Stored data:
PR #25, opened 2014-11-28
dynamic templates

Bradox:
Added the possiblity to use dinamyc templates. For example:
    
        elasticsearch {
                            cluster => "logstash"
                            index => "%{type}-logstash-%{+YYYY.MM.dd}"
                            template => "/etc/logstash/conf.d/%{type}-template.json"
                            template_name => "%{type}"
            }
    
It will also allow to parametrize the template. For example:
    
    {
        "template": "%{type}-",
        "settings": {
          "number_of_shards"            : 5,
          "index.cache.field.type"      : "soft",
          "index.refresh_interval"      : "2s",
          "index.store.compress.stored" : true,
          "index.query.default_field"   : "@message"
        },
        .......
    }

### DIFF
--- a/lib/logstash/outputs/elasticsearch.rb
+++ b/lib/logstash/outputs/elasticsearch.rb
@@ -360,7 +360,7 @@ class LogStash::Outputs::ElasticSearch < LogStash::Outputs::Base
   def get_template(event)
     if @template.nil?
       @template = ::File.expand_path('elasticsearch/elasticsearch-template.json', ::File.dirname(__FILE__))
-      if !File.exists?(event.sprintf(@template))
+      if !File.exists?(@template)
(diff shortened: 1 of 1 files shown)


lib/logstash/outputs/elasticsearch.rb
```diff
@@ -425,6 +414,18 @@ def generate_jks cert_path
   def receive(event)
     return unless output?(event)
 
+    if @manage_template
```
andrewvc: Since there's been no activity here I'm going to close this issue. Thanks for he patch @Bradox , if you'd like to try to revive this idea I'd recommend opening an issue as a design discussion to suss out the pitfalls here!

EXERCISE —
Please say how many lines in the records above contain the word "json". Give the number alone.

EXERCISE RESPONSE —
2